The final week of the show has been light on Sana. Instead, each character who never received a full season has had a few minutes devoted to their perspective. These are the other girls from the girl squad, Vilde and Chris, and the boyfriends of each main character: Eva’s ex Jonas, Isak’s boyfriend Even, Eva’s current fling “Penetrator Chris” and Noora’s on-off boyfriend William.

It’s understandable to want to cover key perspectives in the show’s final week, but it can feel teasing – we get a short glimpse into characters' home lives, like Vilde struggling to care for her depressed mother, but the scene ends before we can really get into it. And, of course, it takes precious time away from Sana in the show’s final minutes.

Some were frustrated by the characters focused on. “Penetrator Chris” is a particularly minor character – one fan account wrote of his scene: “This is absolutely irrelevant. 1) It sidelines Sana 2) It asks more questions 3) It doesn’t answer shit. This isn’t even Sana’s season anymore and that’s absolutely disgusting. She didn’t even get closure or ten episodes or anything.

“Sana has been disrespected and disregarded and erased and sidelined and that is fucking gross. She deserved better. Yet here we are watching a Penetrator Chris clip.
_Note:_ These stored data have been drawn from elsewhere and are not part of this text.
Issue #73, opened 2018-12-14
Restoring specularity to objects throughout the game


Polymega:
This may be a more involved fix so making its own post. 

Throughout the game, certain meshes should always have a specularity/"reflection" to them. These include James' eyes; flashlight body; flashlight lens; all other character eyes; Maria's skirt, necklace, hip rope/pendants; etc. 

Yet, throughout the game these meshes will often not have any specularity to them. It's only when you go in specific rooms or when specific cutscenes initiate that these types of objects get their shine back. 

Here are some image examples of where they shine: https://github.com/elishacloud/Silent-Hill-2-Enhancements/issues/66#issuecomment-443391958

Looking into this I've noticed shader consistencies between when these things do and don't shine. This was tested by capturing a handful of scenes using the Intel Frame Analyzer where certain mesh objects do shine correctly and where they don't. I haven't done any extensive research with this yet but captured a few test areas for the time being.  

1. I don't believe this is a true specular material but instead something that mimics the effect. When the "specularity" works, the mesh has three textures: 1) The actual texture file, 2) a simple white gradient circle (that very likely has some sort of alpha channel with it) which simulates the specular shine, and 3) a cube map for which the gradient circle moves around in relation to the camera's position upon the mesh. 

![image](https://user-images.githubusercontent.com/27395260/49977182-53c9dd80-ff13-11e8-8e12-923510079cbc.png)

2. The gradient circle is always the second texture loaded in, and the cube map is always the last (third) texture to load in. 

3. Every object that does shine may have different vertex shader codes, but there are portions within each of their vertex shader codes that share identical lines to others that also render the specularity right.

4. The majority of objects that do shine have the same, exact pixel shader code. 

5. Objects that should shine but don't do not have any pixel shader. They do have a vertex shader and, as mentioned above, there are lines within it that are indentical to those in vertex shaders where the shine works. 

6. Objects that should shine but don't do not have a cube map; just the main texture file and the white gradient: 

![image](https://user-images.githubusercontent.com/27395260/49978402-5a0e8880-ff18-11e8-8e6d-cadcb4566046.png)

------------------------

For the majority of meshes that do correctly shine, they all share the following pixel shader:

**Edit:** Removed _a bunch_ of vertex shader code that really didn't mean anything.

-------------------------------------

All just observational talk at the moment but perhaps worth sharing the segments of similarites in shaders between different meshes that currently do shine correctly vs. those that don't.

[...]

PR #381, opened 2021-02-06
Specular Fix

FrozenFish24:
Belated pull request for the [specularity fixes](https://github.com/elishacloud/Silent-Hill-2-Enhancements/issues/73) we mostly finished up in December.

spec

Restores specularity to characters and objects throughout the game.
Also modifies the Woodside Room 208 TV fix to use the new `GetModelID()` so it plays nice with `IncreaseNoiseEffectRes`

Still fairly rough, so marking as Draft.
**Please don't hesitate to post feedback and nitpicks or ask for further clarification.**

# Explanation:
Objects/characters will only exhibit specularity when lit by a `D3DLIGHT_DIRECTIONAL` light source. If no directional lights are found for the current object/character we add our own.

For greater context check out the partial decompilations of the related functions [here](https://github.com/FrozenFish24/Silent-Hill-2-Enhancements/blob/d875c8f35e10958a433398d327ef92aac1ce2eb2/Patches/actorDrawOpaque_501540.cpp), [here](https://github.com/FrozenFish24/Silent-Hill-2-Enhancements/blob/d875c8f35e10958a433398d327ef92aac1ce2eb2/Patches/setupActorDrawOpaque_4FE850.cpp), [here](https://github.com/FrozenFish24/Silent-Hill-2-Enhancements/blob/d875c8f35e10958a433398d327ef92aac1ce2eb2/Patches/setupActorDrawTransparent_502220.cpp), [here](https://github.com/FrozenFish24/Silent-Hill-2-Enhancements/blob/d875c8f35e10958a433398d327ef92aac1ce2eb2/Patches/sub_501F40.cpp) and [here](https://github.com/FrozenFish24/Silent-Hill-2-Enhancements/blob/d875c8f35e10958a433398d327ef92aac1ce2eb2/Patches/sub_50EA80.cpp).

The patch is performed in 5 parts in which we hook one of the game's original functions with some extra code of our own (function names are arbitrary):

## Part 1: HookActorDrawTop
Hooks a call to `void ActorDrawTop(ModelOffsetTable* pOffsetTable, void* arg2)`

The material count and pointer to the material array are recorded here, so we can traverse it later (for special casing opacities).

## Part 2: HookGetLightSourceCount
Hooks a call to `int GetLightSourceCount()`

Searches the LightSource array for a `D3DLIGHT_DIRECTIONAL`, if none is present return the real lightsource count + 1 and set flag so we know to return our fake later. We also check for `D3DLIGHT_SPOT` here which lets us know we're in a special light zone.

## Part 3: HookGetLightSourceAt
Hooks a call to `LightSourceStruct* HookGetLightSourceAt(int index)`

Returns fake LightSource when `lightSourceArray[fakeLightIndex]` is indexed

## Part 4: HookActorOpaqueDraw
Hooks a call to `void ActorDrawOpaque(ModelMaterial* pModelMaterial)`

Backs up the pointer to the modelMaterial this function receives for use in Part4

## Part 5:  SetPixelShaderConstant
Here we adjust the opacity of the specular reflections depending on object/character

### Pseudo-code of the control flow with nested functions to help illustrate:
```
SilentHill2()
{
    // Hook inserts code here
    ActorDrawTop()
    {
        UnnamedFunction()
        {
            ActorOpqaueSetup()
            {
                // Hook inserts code here
                GetLightSourceCount()
                
                // Hook inserts code here
                GetLightSourceAt();
            }
            
            // Hook inserts code here
            ActorOpaqueDraw()
            {
                SetPixelShaderConstant();
            }
        }
    }
}
```


Common/Settings.h
```diff
@@ -91,7 +91,8 @@
 	visit(WhiteShaderFix, true) \
 	visit(WidescreenFix, true) \
 	visit(WndModeBorder, false) \
-	visit(WoodsideRoom205Fix, true)
+	visit(WoodsideRoom205Fix, true) \
+	visit(SpecularFix, true)
```
elishacloud, line 95: This list is mean to be alphabetized.

Common/Settings.ini
```diff
@@ -274,6 +274,9 @@ WhiteShaderFix = 1
 ; Fixes spawning placements for objects in Woodside Apartments Room 205. (0|1)
 WoodsideRoom205Fix = 1
 
+; Restores specularity to characters and objects throughout the game. (0|1)
+SpecularFix = 1
```
elishacloud, line 278: For the most part, in each section of the ini we alphabetize the items.

Patches/Specular.cpp
```diff
@@ -0,0 +1,396 @@
...
+static void Part3(ModelMaterial* pModelMaterial)
+{
+	// This function replaces a call to `void ActorDrawOpaque(ModelMaterial* pModelMaterial)`
+	// We copy off the pointer to a static variable, so we can reference it in Part 4
+
+	pCurrentMaterial = pModelMaterial;
+	ActorDrawOpaque(pModelMaterial);
+}
+
+static HRESULT __stdcall Part4(IDirect3DDevice8* /*This*/, DWORD Register, void* pConstantData, DWORD ConstantCount)
```
elishacloud, line 229: Is there a reason this function is not in the "IDirect3DDevice8.cpp" file?  It should be part of the `SetPixelShaderConstant()` function in that file.

dllmain.cpp
```diff
@@ -472,6 +472,14 @@ void DelayedStart()
 		SetSingleCoreAffinity();
 	}
 
+	FindGetModelID();
```
elishacloud, line 475: Shouldn't this be inside the `if (SpecularFix)` statement?

Patches/Patches.h
```diff
@@ -99,6 +99,8 @@ void PatchTexAddr();
 void PatchTownWestGateEvent();
 void PatchTreeLighting();
 void PatchXInputVibration();
+void FindGetModelID();
+void PatchSpecular();
```
elishacloud, line 103: This list is also alphabetized.

dllmain.cpp
elishacloud: Better yet, what if you added this line to the `PatchSpecular()` function and then you can remove the line for this out of the `patches.h` file.

Patches/Specular.cpp
```diff
@@ -0,0 +1,396 @@
...
+	// This function replaces a call to `LightSourceStruct* GetLightSourceStruct(int index)`
+	// When we hit the index 1 greater than the real light source count, return our fake
+
+	if (useFakeLight && index == fakeLightIndex)
+		return &fakeLight;
+	else
+		return GetLightSourceStruct(index);
+}
+
+static void Part3(ModelMaterial* pModelMaterial)
```
elishacloud, line 220: Can this get a better name than `Part3`?

Patches/Specular.cpp
elishacloud: Also can we get a better name for this?

elishacloud:
@FrozenFish24, Great job on this!  Nice to see this coming together.  I added a few comments for you.  Most of the updates should be pretty easy.  My biggest concern is the `Part4()` function.  I would really like to keep all the Direct3D8 functions in the wrapper section.

Patches/Specular.cpp
```diff
@@ -0,0 +1,396 @@
...
+	// This function replaces a call to `void DoActorOpaqueStuff(ModelOffsetTable* pOffsetTable, void* arg2)`
+	// Backup the materialCount and pointer to first material for use in later Parts
+
+	materialCount = pOffsetTable->materialCount;
+	pFirstMaterial = (ModelMaterial*)((char*)pOffsetTable + pOffsetTable->materialsOffset);
+
+	DoActorOpaqueStuff(pOffsetTable, arg2);
+}
+
+static int __cdecl Part1()
```
elishacloud, line 178: Is there a reason this function is not in the "IDirect3DDevice8.cpp" file? It should be part of the GetLightSourceCount() function in that file.  Can this get a better name than `Part1`?

Patches/Specular.cpp
```diff
@@ -0,0 +1,396 @@
...
+		break;
+	case ModelID::chr_item_dmr:
+		if (GetCurrentMaterialIndex() == 1) return true;
+		break;
+	}
+
+	return false;
+}
+
+static void __cdecl Part0(ModelOffsetTable* pOffsetTable, void* arg2)
```
elishacloud, line 167: Can this get a better name than `Part0`?

Patches/Specular.cpp
```diff
@@ -0,0 +1,396 @@
...
+	if (useFakeLight)
+	{
+		fakeLightIndex = lightSourceCount;
+		return lightSourceCount + 1;
+	}
+
+	return lightSourceCount;
+}
+
+static LightSource* __cdecl Part2(int index)
```
elishacloud, line 209: Can this get a better name than `Part2`?

Patches/Specular.cpp
```diff
@@ -0,0 +1,396 @@
...
+	int lightSourceCount = GetLightSourceCount();
+
+	for (int i = 0; i < lightSourceCount; i++)
+	{
+		auto pLight = GetLightSourceStruct(i);
+		if (pLight->light.Type == D3DLIGHT_DIRECTIONAL)
+			useFakeLight = false;
+
+		if (pLight->light.Type == D3DLIGHT_SPOT)
+			inSpecialLightZone = true;
```
elishacloud, line 197: We already have a variable for checking if you are in special light zone.  I wonder if that should be replaced by this?

elishacloud (changes requested):
Please make requested changes.  Feel free to push back if you don't agree with any of my requests.

Common/Settings.h
FrozenFish24: Done

Common/Settings.ini
FrozenFish24: Done

dllmain.cpp
FrozenFish24: @PolyMega [explains it here](https://github.com/elishacloud/Silent-Hill-2-Enhancements/issues/155#issuecomment-738350704), the [old method](https://github.com/elishacloud/Silent-Hill-2-Enhancements/blob/90c8cf479bdcec768126f0f50cb221e90f7c6603/Wrappers/d3d8/IDirect3DDevice8.cpp#L1054) of detecting the Woodside Room 208 TV static (based on checking texture dimensions) stops working when `IncreaseNoiseEffectRes` is active.

Using `GetModelID()` makes this really easy to solve, but it means we need to call `FindGetModelID()` even when `SpecularFix` is disabled. I could make it so it's only called by dependent fixes (Just `SpecularFix` and `EnableSoftShadows` at the moment) if you'd prefer that?

Patches/Patches.h
FrozenFish24: Done

Patches/Specular.cpp
FrozenFish24: Done

Patches/Specular.cpp
FrozenFish24: This isn't actually a call to any D3D function. A `LightSource` isn't a `D3DLIGHT8`, though it contains one. My choice of name probably doesn't make that clear, I could rename `LightSource` `SH2LightSource` or something to help clarify?

Patches/Specular.cpp
FrozenFish24: Done

Patches/Specular.cpp
FrozenFish24: Done

Patches/Specular.cpp
FrozenFish24: Good catch! I've moved this into `IDirect3DDevice8.cpp`. I now set `specularFlag` to 2 in `HookActorOpaqueDraw` so it doesn't trigger erroneously. This does add a tiny bit of complexity as there is an earlier call to `SetPixelShaderConstant()` that we don't want to touch, so we have to 'tick' `specularFlag` down and only run the code when it's equal to 1.

Patches/Specular.cpp
FrozenFish24: I'll look into this when I get a chance, I'm not entirely sure it remains valid outside `ActorDrawTop` and its sub-functions

FrozenFish24:
Thanks for the feedback @elishacloud! Will investigate inSpecialLightZone soon.

dllmain.cpp
elishacloud: > I could make it so it's only called by dependent fixes (Just `SpecularFix` and `EnableSoftShadows` at the moment) if you'd prefer that?

Yes, that sounds good.  I try to make things be able to be disabled if possible.

Patches/Specular.cpp
elishacloud: I see.  Ok then you can keep it as is.

Patches/Specular.cpp
elishacloud: Thanks.  It looks like it will always be the second call after `HookActorOpaqueDraw()`.

dllmain.cpp
FrozenFish24: How's that? I just remembered `EnableSoftShadows` has no "setup" function to put it in because it's not a patch.

elishacloud: Looks good.

FrozenFish24:
I've swapped out the use of the two `GetSpecializedLightX()` functions with `InSpecialLightZone` and it seems to work correctly. I'm not seeing any of the flickering issues we were running into either.

Sorry to bother you with more testing @Polymega, but you know this stuff better than me, would you be able to take a look at this build and make sure the special lighting zone behavior is still correct?

[d3d8.zip](https://github.com/elishacloud/Silent-Hill-2-Enhancements/files/6026953/d3d8.zip)

You might need to add `SpecularFix = 1` to your Setting.ini or it will crash. If it works correctly I'll add code so `EnableXboxShadows` installs `HookGetLightSourceCount` and can work independently.

Wrappers/d3d8/IDirect3DDevice8.cpp
```diff
@@ -534,7 +534,7 @@ HRESULT m_IDirect3DDevice8::SetRenderState(D3DRENDERSTATETYPE State, DWORD Value
 		else // Main campaign
 		{
 			IsEnabledInRoom54 = false;
-			if (GetCutsceneID() == 0x4E || (GetSpecializedLight1() != 0x01 && GetSpecializedLight2() != 0x01))	// Exclude specialized lighting zone unless in specific cutscene
+			if (GetCutsceneID() == 0x4E || InSpecialLightZone)	// Exclude specialized lighting zone unless in specific cutscene
```
elishacloud, line 537: I think this is suppose to exclude special light zones.

Shouldn't it be:
```c++
if (GetCutsceneID() == 0x4E || !InSpecialLightZone)
```

FrozenFish24: Yep, silly typo. Now I'm not so convinced I was testing the right situations. We'll see what @Polymega says.

Polymega: Happy to help and test. I'll do this soon. With your new changes to the code, are there certain rooms/conditions in particular you can think for me to check, FrozenFish? Or just do a general sweep?

FrozenFish24: Thanks @Polymega! I think a general sweep, plus a double check of the flickery transitions we dealt with back in [this PR](https://github.com/elishacloud/Silent-Hill-2-Enhancements/pull/181) should suffice.

Polymega: I haven't done a thorough test yet, but from quick testing, [this section of code](https://github.com/elishacloud/Silent-Hill-2-Enhancements/blob/master/Wrappers/d3d8/IDirect3DDevice8.cpp#L548-L552) doesn't appear to be working now. James' self shadow should be disabled until a certain camera cut happens, then it's restored for the remainder of the cutscene.

Polymega: Also, not a big deal, but if you want to be more accurate, I'd change the variable name from `IsEnabledInRoom54` to `IsEnabledForCutscene52` or something similar. (For this code, 0x54 is for a cutscene ID and not a room ID.)

elishacloud: Ok, let's not worry about the duplicate SpecializedLight variables for now.  Just revert this back and I can reconcile these variables later, after the pull request is done.

FrozenFish24: Reverted. Thanks for the assistance @Polymega.

Polymega: No problem. If the code changes get to a good point by this weekend and you guys are ready for me, I'll sit down and do a serious playtest at that time.

elishacloud: @Polymega, below is the merged build with all of the changes from both branches.

Testing build:  [d3d8.zip](https://github.com/elishacloud/Silent-Hill-2-Enhancements/files/6041083/d3d8.zip)

Polymega: So excited to give this a proper playthrough/testing soon! Thank you both very, very much. ❤️

Polymega: Took things nice and slow with my playthrough and everything looks great! Congratulations to you once more, FrozenFish! And thank you for the help and assistance, Elisha! 🥂

elishacloud: Nice!  I also did some testing with `InSpecialLightZone` and `GetSpecializedLight1()` and `GetSpecializedLight2()` and they are all three referring to different things.  There does not seem to be any way to rationalize these.  So it looks like we are just going to have to keep different variables for each of these.

BTW: @Polymega, does this also fix the TV shadow issue?

Polymega: >BTW: @Polymega, does this also fix the TV shadow issue?

Yes, it does!

FrozenFish24: Great to hear there's no new issues, thanks for all the help with this feature both of you!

How ironic that it’s not even called just “Christopher” because that’s all he is. “Penetrator Chris”.

It’s been a dramatic close for a usually warm and tight-knit fan community. Of course, many fans are delighted with the final season: their only sadness is there won’t be more. One of the largest fan accounts tried to keep things positive. “I know people have mixed feelings about Skam and who deserves what in terms of screentime this season (etc),” they wrote, “which I totally understand.

"However, everything has already been filmed, so there is nothing we can do about it. I think this last week of Skam will be much more enjoyable for everyone if we focus on the positives in the clips ahead. Skam isn’t perfect. People are allowed to disagree. But let’s go into this week being grateful for everything Skam has given us.”
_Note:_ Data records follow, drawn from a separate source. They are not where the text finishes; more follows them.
PR #491, opened 2022-02-22
Implement FixAdvancedOptions (Fixes #370)

### LINKED ISSUE #370: Advanced Options Save Confirm Bug
@belek666 
I've found a small bug with the Advanced Options menu and wanted to ask if this is something you could look into? This issue is not critical, so if you wouldn't mind helping, please review this at your leisure:

https://youtu.be/UIOLbo_42XM

I noticed when the "Change the settings?" box appears within the Advanced Options screen, it will make the text description at the very bottom either disappear or show the wrong text string. It will also either disable or incorrectly apply the "3D effect" on certain text choices (refer to the images below).

- This appears to be a vanilla PC bug
- This happens with any language selected
- This happens with all three executables
- This does not happen on any of the other Option screens (only Advanced Options screen)

--------------------------------

Not sure if it's related to the bug, but I've noticed that if "Noise Effect" is highlighted when the pop-up box appears, it no longer has the 3D effect. If "Shadows" or "Fog" was highlighted when the pop-up box appears, then it incorrectly highlights "Advanced Filters" while the pop-up box appears (this can also be seen in the video linked above). 

Examples:

Screenshot 2021-01-27 16-39-34
Screenshot 2021-01-27 16-39-44
Screenshot 2021-01-27 16-40-00
Screenshot 2021-01-27 16-39-50

nipkownix:
Continuing from #370, almost every problematic option had its own little quirk, but I believe I got it working pretty nicely.

This PR adds the following new option:

> ; Fixes issues in the Advanced Options menu, such as incorrect descriptions appearing when the confirmation prompt shows up. (0|1)
> FixAdvancedOptions = 1

@Polymega, if you want to tweak the name/description, let me know.

Here's a test build:
[d3d8-advOptionsFix-v1.zip](https://github.com/elishacloud/Silent-Hill-2-Enhancements/files/8117974/d3d8-advOptionsFix-v1.zip)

Some fans choose to look to what the future holds for the show – an American remake. It will keep the same characters and plotlines as the original, and Andem may be involved.

Few think it will be a patch on the current show, but some are excited to have the chance to watch it teasingly as a group regardless. It seems unlikely that the US remake will compare in terms of quality – not least because the original was so heavily researched and tied to Norwegian culture. But for fans struggling to let go of Skam, it can’t come soon enough.

Anna Leszkiewicz is a pop culture writer at the New Statesman.